Puppeteer.launch and Puppeteer.connect.

, the DEMO implementation, after the disconnected connection is reconnected to the browser instance

 const puppeteer = require. T; {/ / / save Endpoint so that Chromium const browserWSEndpoint = browser.wsEndpoint () can be reconnected; / / / / / Chromium is disconnected from browser.disconnect (); / / / / / / using Chromiunm to establish connection const browser2 = {]; / / / M await browser2.close ();}); 

Browser object API

Promise create a Page instance
turn off browser
browser.disconnect ()
browser.pages () > 119 "> 120") Rget) targets
browser.version () return to the browser instance's socket connection URL, which can be reconnected to the chrome instance

through this URL. After

4, Puppeteer real

to understand API, we can come to some actual combat. Before, we first learned about the design principle of Puppeteer, and the difference between Puppeteer and webdriver and the biggest is that it stands at the station. Webdriver and PhantomJS are originally designed for automated testing, so it is designed from the perspective of machine browsing, so they are using different philosophy of design. To lift a chestnut, I need to open the home page of the Jingdong and carry out a product search, see the implementation process using Puppeteer and webdriver, respectively: the implementation process of


  1. opens the Jingdong homepage
  2. to click the cursor to the search box
  3. keyboard click Input text
  4. click the search button

webdriver implementation process:

  1. opens the Jingdong homepage
  2. to find the input element of the input box Puppeteer design philosophy is more natural than any operation habit.

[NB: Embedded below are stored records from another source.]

PR #8054, opened 2026-09-14
[Runtime] Don't trust `ONEAPI_ROOT` without a SYCL install under it

### LINKED ISSUE #7977: `find_sycl()` trusts `ONEAPI_ROOT` without checking that `compiler/latest` exists
### Describe the bug

`find_sycl()` returns `$ONEAPI_ROOT/compiler/latest/{include,lib}` as soon as `ONEAPI_ROOT` is set, without checking that the directory -- or any SYCL header in it -- exists, and without falling through to the `intel-sycl-rt` wheel that would have worked. Every subsequent JIT compile then fails with `fatal error: sycl/sycl.hpp: No such file or directory`.

`ONEAPI_ROOT` does not mean "a DPC++ compiler is installed here". It is exported by `setvars.sh` from **any** oneAPI component, so installing e.g. `intel-oneapi-vtune` beside PyTorch XPU and sourcing `setvars.sh` is enough to break Triton -- in that install `/opt/intel/oneapi` contains only `common`, `licensing`, `vtune` and `setvars.sh`, no compiler at all.

### Reproducer

`repro.py`:
```python
import torch, triton, triton.language as tl

@triton.jit
def double_kernel(x_ptr, y_ptr, N: tl.constexpr):
    i = tl.arange(0, N)
    tl.store(y_ptr + i, tl.load(x_ptr + i) * 2)

x = torch.ones(64, device="xpu")
y = torch.empty_like(x)
double_kernel[(1,)](x, y, 64)
print("OK:", y[0].item())
```

Run it twice in the public upstream image, with a cold Triton cache each time. Nothing else is
needed -- that image has no `/opt/intel` at all, so the only variable is the environment variable:

```bash
docker run --rm --device /dev/dri -v "$PWD:/bug:ro" --entrypoint /bin/bash \
  vllm/vllm-openai-xpu:latest -c '
run() { export TRITON_CACHE_DIR=$(mktemp -d); echo "=== ONEAPI_ROOT=${ONEAPI_ROOT:-<unset>}"
        python3 /bug/repro.py 2>&1 | grep -aE "^OK|fatal error" | head -1; }
unset ONEAPI_ROOT;               run   # baseline: uses the intel-sycl-rt wheel
export ONEAPI_ROOT=/no/such/dir; run   # any non-compiler root reproduces
'
```

### Environment details

| | |
|---|---|
| image | `vllm/vllm-openai-xpu:latest` (digest `sha256:4756b66a…`, 2026-08-25), stock for the repro above |
| triton | 3.7.2 (bug also present on `main` @ `a59adc0`) |
| torch | 2.13.0+xpu |
| intel-sycl-rt | 2026.0.0 |
| GPU / KMD | Intel Arc B580, kernel 7.0.0-29-generic |
| oneAPI in image | none in the stock image; `intel-oneapi-vtune` only in the realistic variant |

pk1d3v:
Fixes #7977

## Why

`find_sycl_icpx()` returns `$ONEAPI_ROOT/compiler/latest/{include,lib}` as soon as `ONEAPI_ROOT` is set, without checking that anything is there. It is tried before the `intel-sycl-rt` wheel, so a root with no compiler in it both breaks the build and hides the paths that would have worked.
Nothing complains at that point; the error comes out of `g++` at the next JIT compile, as
```
fatal error: sycl/sycl.hpp: No such file or directory
```

`ONEAPI_ROOT` is not evidence of a compiler. `setvars.sh` of *any* oneAPI component exports it, so installing `intel-oneapi-vtune` next to PyTorch XPU and sourcing `setvars.sh` is enough: that `/opt/intel/oneapi` holds `common`, `licensing`, `vtune` and `setvars.sh`, and no `compiler` at all.

`find_sycl_icpx()` tries a few locations in order, and the first one gets this right: `shutil.which("icpx")` only succeeds when a compiler is really installed.
So let `ONEAPI_ROOT` check the two paths it is about to return, and move on to the later locations when either one is missing.
The library directory is checked as well as the header. If only the header is there, the build gets as far as the link step and fails there, because `ld` ignores a missing `-L` directory and stops at `cannot find -lsycl`.

A root with no `compiler` directory is an ordinary component install, so it is skipped without a warning. Half a SYCL install under `compiler/latest` does warn, because no normal install produces that and the SYCL found later may be a different version.
A valid `ONEAPI_ROOT` is still used ahead of the wheel.

## How it was verified

Everything below runs on a source build of this branch in `vllm/vllm-openai-xpu:latest` (torch 2.13.0+xpu, `intel-sycl-rt` 2026.0.0), on an Arc Pro B70.
The `main` results come from the same build with only `third_party/intel/backend/driver.py` reverted to the tip of `main`.

1. End-to-end, with the reproducer from #7977 - a kernel that doubles a tensor of ones, so `OK: 2.0` means it built and ran correctly. Every line below gets a cold `TRITON_CACHE_DIR`, because a warm cache reuses an earlier build and never looks for SYCL:

   ```
   ### main
   ONEAPI_ROOT=<unset>            (baseline)  OK: 2.0
   ONEAPI_ROOT=/no/such/dir                   RuntimeError: main.cpp:10:10: fatal error: sycl/sycl.hpp: No such file or directory
   ONEAPI_ROOT=<vtune-only root>              RuntimeError: main.cpp:10:10: fatal error: sycl/sycl.hpp: No such file or directory
   ONEAPI_ROOT=<compiler dir, no sycl.hpp>    RuntimeError: main.cpp:10:10: fatal error: sycl/sycl.hpp: No such file or directory
   ONEAPI_ROOT=<headers, no lib>              RuntimeError: /usr/bin/ld: cannot find -lsycl: No such file or directory

   ### with this PR
   ONEAPI_ROOT=<unset>            (baseline)  OK: 2.0
   ONEAPI_ROOT=/no/such/dir                   OK: 2.0
   ONEAPI_ROOT=<vtune-only root>              OK: 2.0
   ONEAPI_ROOT=<compiler dir, no sycl.hpp>    OK: 2.0
       ^ warning emitted
   ONEAPI_ROOT=<headers, no lib>              OK: 2.0
       ^ warning emitted
   ```

2. The new tests: `pytest python/test/unit/intel/test_driver.py -k find_sycl` -- `3 failed, 1 passed` on `main` (`rejected ONEAPI_ROOT leaked into the compiler flags: [...]`), `4 passed` with this change. The one that passes both times is the check that a valid `ONEAPI_ROOT` is still used. These tests need no GPU.

# New contributor declaration
- [x] I have written a PR description following these [rules](https://cbea.ms/git-commit/#why-not-how).
  - [x] I have added tests.
    - `/python/test/unit/intel/test_driver.py`


pk1d3v:
@Niz13 please take a look

Niz13:
LGTM, @anmyachev can you please review as well?

anmyachev (approved):
LGTM! Thanks @pk1d3v

PR #8056, opened 2026-09-15
[Triton] Add `OptimizeLoadMasks` pass (#7997)

whitneywhtsang:
Removes memory reads that Inductor-generated kernels perform but do not need.

Inductor typically asks "is this index in range?" twice -- once as the mask of a `tt.load`, once as an `arith.select` on the loaded value afterwards -- and emits the two independently. Two costs follow, and a kernel may show either alone: the same addresses are read twice under masks differing only by a condition the select already establishes, and a read fetches lanes whose values a downstream select discards. Neither is visible to CSE, which compares mask operands for identity, or to canonicalization, which has no rule relating a select's condition to a nearby load's mask.

This pass relates the two -- what LLVM's GVN does for a conditional branch (`propagateEquality`), applied to the branch-free form Triton emits. On the lanes an arm decides, the select's condition holds (true arm) or does not (false arm), and the rule that pays off is that `%c & %w` is just `%w` in the true arm of `select %c`, and false in the false arm.

**Weaken to reuse.** Weakening a mask lets a load coincide with one already present: a load masked by `%c & %w` feeding the true arm of a select on `%c`, next to a load of the same pointers masked by `%w` alone. The arm's use is redirected to the load already there; the narrow load and the select are then dead, leaving one predicated read where there were two -- and with it goes a flag register and the address arithmetic feeding it. This needs the two loads to agree on their masked-off lanes (an absent `other` counts as zero) and nothing that writes memory in between.

**Strengthen to narrow.** The same relation in reverse: the conditions under which a load's consumers observe it are carried back up into its mask, so it stops reading lanes nothing looks at. Given `%v = tt.load %ptr, %w, %other` feeding `select %c, %v, %z`, the mask becomes `%w & %c`. Where the strengthened mask is provably false the load contributes only its `other` on every lane observed, so it is dropped outright.

Only strengthening may be applied to an existing load's mask: it reads a subset of what the load already read, so it can neither fault nor change an observed value, where weakening one would read addresses the program never read. The reuse direction therefore never edits a mask; it only redirects a use to a load already present. Reuse runs first, since it retires a read outright where narrowing only shrinks one.

Off switch: `TRITON_INTEL_DISABLE_OPTIMIZE_LOAD_MASKS=1`.

Part of #7755

---------

(cherry picked from commit 834298fc1639284522ee1f06a5410846f5237f7c)


chengjunlu (approved):

whitneywhtsang:
@anmyachev Can you cherry-pick this feature to release branch? It is disabled by default.

anmyachev (approved):

etiotto (approved):
lgtm

Issue #4871, opened 2025-08-11
[CUTLASS][FlashAttention] Add SYCLTLA backward FlashAttention


sommerlukas:
#4513 added benchmarking with CUTLASS for the forward pass of FlashAttention to the benchmark providers. 

It does however not yet support the backward direction for FlashAttention, which still needs to be added. 

The benchmark should be based on an optimized implementation in CUTLASS-SYCL, which is not provided yet.

aditzhaki:
**Status: upstream-blocked.**

Re-verified against `intel/sycl-tla` @ `91e5bd7355` (2026-08-27): still no backward FMHA. `applications/flash_attention_v2/` (incl. `legacy/`), `examples/06_bmg_flash_attention/` and `benchmarks/flash_attention/` are all fwd/prefill/decode.

The one implementation, intel/sycl-tla#546, was closed unmerged on 2026-03-31 — *"invalid… we have refined SYCL-TLA architecture and APIs, this PR is out of date"* (label `redesign required`, branch deleted). No successor PR, no upstream tracking issue.

That moves this from "wire up a provider" to "write a kernel against the new APIs", so it stays open and blocked rather than scheduled.

~~Fixed separately in #8058: our backward column labelled `SYCL-TLA` was never the sycl-tla extension (which binds only a forward `attention`) — it was PyTorch XPU SDPA. It is now labelled `PyTorch SDPA`, with a `FIXME` pointing back here.~~

**Correction (2026-09-23):** that was wrong, and #8058 is closed. On XPU, `SDPBackend.FLASH_ATTENTION` backward runs torch-xpu-ops' SYCL-TLA kernel ([`flash_api.cpp`](https://github.com/intel/torch-xpu-ops/blob/c513b6ad85ffe36858bfbf39fb1103d19cecd8e2/src/ATen/native/transformers/xpu/flash_attn/flash_api.cpp) → `flash_attn/sycltla/mha_bwd*.cpp`, at the torch-xpu-ops commit our PyTorch pin uses). So the benchmark's backward `SYCL-TLA` column does time a SYCL-TLA kernel. It is PyTorch's build, not our forward-only `sycl_tla_kernel` extension. `intel/sycl-tla` itself still has no backward, but a SYCL-TLA FMHA backward already exists in torch-xpu-ops.

@yuankuns — is a resubmit of #546 against the refined APIs planned?

PR #8058, opened 2026-09-15
[benchmarks] Label the FlashAttention backward reference as PyTorch SDPA

aditzhaki:
## Description

The FlashAttention backward benchmark published a provider column labelled `SYCL-TLA`, but that arm never called the in-repo `sycl_tla_kernel` extension — it called PyTorch XPU SDPA under `SDPBackend.FLASH_ATTENTION` and timed `ScaledDotProductFlashAttentionBackward0`.

The extension has no backward entry point to call: `benchmarks/sycl_tla_kernel/python_main.cpp` binds only `gemm`, `gemm_splitk` and `attention` (forward). Upstream `intel/sycl-tla` is forward-only, verified at our pinned commit `2fc09973bf` and at `main` (`91e5bd7355`, 2026-08-27) — `applications/flash_attention_v2/` (including `legacy/`), `examples/06_bmg_flash_attention/` and `benchmarks/flash_attention/` contain only `fwd`/`prefill`/`decode` sources. The single backward implementation, intel/sycl-tla#546, was closed unmerged on 2026-03-31 as out of date against refined SYCL-TLA APIs, with no successor PR.

So the backward column was attributing PyTorch's numbers to SYCL-TLA. Anyone reading "Triton vs SYCL-TLA" in backward mode was actually reading Triton vs PyTorch.

This renames the backward provider to `pytorch-sdpa` / `PyTorch-SDPA` (the label must match the key up to case, or `_BenchmarkSummary.reference_provider` cannot resolve it), keeps `sycl-tla` registered for forward only (where it genuinely calls `sycl_tla_kernel.attention` and is correctness-gated), and adds a `FIXME` linking to #4871 so the arm is revisited if upstream ever lands a backward FMHA kernel.

No measurement behaviour changes: same code path, same warmup, same timing label.

### Report impact

The backward per-provider report file changes name, and the DB `compiler` field with it:

- `attn-bwd-sycl-tla-report.csv` → `attn-bwd-pytorch-sdpa-report.csv`

Any dashboard tracking backward `sycl-tla` history will show a series break. The history is not lost, it continues under the new name — and the old name was incorrect. Forward mode is untouched, so `scripts/compare-ci-runs/compare_runs.py` (which keys on `SYCL-TLA` for the forward `attn` report only) is unaffected.

`benchmarks/transform_results.py` gains `pytorch-sdpa` in its `compilers` list, so the renamed column is still ingested into the benchmark DB rather than being silently skipped.

## Related

- Partially addresses #4871, which stays open and upstream-blocked: restoring a genuine SYCL-TLA backward column requires a kernel that does not exist upstream.

# New contributor declaration

  - [ ] I have added tests.
    - `/test` for `lit` tests
    - `/unittest` for C++ tests
  - [x] This PR does not need a test because `it renames a benchmark provider label and its report column; the benchmark itself is the test, and it requires BMG/PVC hardware to run.`


aditzhaki:
Closing. The premise was wrong.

    below we use a simple need to achieve Puppeteer entry learning. This simple demand is that

    grabs 10 mobile phone products in the Jingdong mall and screenshots the details page of the product.

    first let us comb the operation process

    1. open the Jingdong home page
    2. input the "mobile" keyword and search
    3. to get the first 10 items of the A tag, and get the href attribute value, access to commodity details link
    4. to open the details of the details of the 10 items, separate the page picture < / To achieve the above functions, li>

    needs to search for elements, get attributes, keyboard events, etc. next, let's explain them one by one. The

    4.1 gets the element

    Page object to provide 2 API to get the page element

    (1). Page.$(selector) gets a single element, the bottom is the call of document.querySelector (), so the selector format of the selector follows the

    This concludes the body part

    This paper fixed link:http://www.script-home.com/detailed-explanation-of-the-puppeteer-introductory-tutorial.html | Script Home | +Copy Link

    Article reprint please specify:Detailed explanation of the Puppeteer introductory tutorial | Script Home

    You may also be interested in these articles!